REQUIRED ACTION — Only lines holding the word "bridge" are wanted from the records; copy all of them.

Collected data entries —
Issue #80, opened 2015-08-26
Camera freezes when opened 2 times via navigator


hrlarsen:
Hi

Currently have an app where you are meant to take several photos. Currently I have a class handling the camera capturing (CameraCapture.js), and this is opened using the IOS navigator with a push from a "capture images" class (imagine a number of empty thumbails that needs to be filled by capturing photos). When the CameraCapture is pushed the first time everything is fine and I can capture a picture etc. But when I then try to open it again it freezes. 

The freeze does not happen when I pop the "capture images" class and open it again. So it's like the camera is not properly destroyed or something when the component is unmounted, and only destructs when the class holding the CameraCapture class is unmounted.

hrlarsen:
I found that this happens because CameraCapture variable ```javascript var CameraCapture = require('./CameraCapture') ``` creates an instance of the CameraCapture object, and this cannot handle showing the <Camera> more than once.

achang28:
I hate to say it, but I, too am still experiencing freezes much like @hrlarsen is experiencing (even though 0.3.3 reduced the original problem). I wonder if there is some sort of "cleanup" or additional mounting process that should be done in the obj-c world, in addition to what has already been built in react-native-camera?

lwansbrough:
@hrlarsen Interesting. I'll look more into this sometime soon.

zubru:
+1 I also have problem with this. When I go back from view with camera and once again go into it, camera freezes

jforaker:
+1 
Does anyone have a solution for this?

jforaker:
SOLVED:

http://stackoverflow.com/a/33048580/1516309

@zubru 
@lwansbrough 
@achang28 
@hrlarsen

lwansbrough:
Thanks Jakeed1 of StackOverflow for this :) I'll implement sometime tonight hopefully. Tomorrow latest.

jforaker:
That is me ;)

lwansbrough:
@jforaker Oops hahah, of course. Thanks!

lwansbrough:
Can you guys give it a shot? `0.3.7`

gpbl:
I'm using 0.3.7 but the camera still freezes as i go back to the view using it

lwansbrough:
@gpbl Can you confirm that you completely reinstalled the camera module? It's possible the binaries haven't updated. It's also possible that this fix wasn't the proper fix. I haven't tested it myself.

gpbl:
[...]

PR #115, opened 2015-11-02
[bugfix] RCTViewManager view method must always return a new instance

morukutsu:
Fix for https://github.com/lwansbrough/react-native-camera/issues/107

Manager "view" method must always allocate and return a new instance.

### DIFF
--- a/ios/RCTCameraManager.m
+++ b/ios/RCTCameraManager.m
@@ -16,11 +16,7 @@ RCT_EXPORT_MODULE();
 
 - (UIView *)view
 {
-    if(!self.camera){
-        self.camera = [[RCTCamera alloc] initWithManager:self bridge:self.bridge];
-        return self.camera;
-    }
-    return self.camera;
+    return [[RCTCamera alloc] initWithManager:self bridge:self.bridge];
 }
 
 RCT_EXPORT_VIEW_PROPERTY(aspect, NSInteger);
@@ -284,7 +280,6 @@ RCT_EXPORT_METHOD(stopCapture) {
 #endif
 	
   dispatch_async(self.sessionQueue, ^{
-    self.camera = nil;
     [self.previewLayer removeFromSuperlayer];
     [self.session stopRunning];
     for(AVCaptureInput *input in self.session.inputs) {


lwansbrough:
I'm interested in accepting this PR, however I'm concerned it will conflict with changes made here, which were implemented to solve a different issue: https://github.com/lwansbrough/react-native-camera/commit/8cc61edef2c018b81e1c52f13c7d261fe6a35a63

morukutsu:
It took me quite some time to figure out what was the issue. For the explanation, see this comment: https://github.com/facebook/react-native/blob/c5b990f65f0791041378a61cd503ccf686b00bb1/React/Views/RCTViewManager.h#L35
So I'm pretty positive this is the right way to fix it. 

The problem is the bugfix for #80 is not the right one. It fixes the bug but does a regression. I agree you should not merge this now since it could reintroduce the other bug.

I will reproduce it and work on a proper fix for #80. I use this module a lot so I don't mind spending some time to support it ;)

morukutsu:
See: https://github.com/morukutsu/rn-cam-tests/blob/master/index.ios.js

ANSWER SECTION —
-        self.camera = [[RCTCamera alloc] initWithManager:self bridge:self.bridge];
+    return [[RCTCamera alloc] initWithManager:self bridge:self.bridge];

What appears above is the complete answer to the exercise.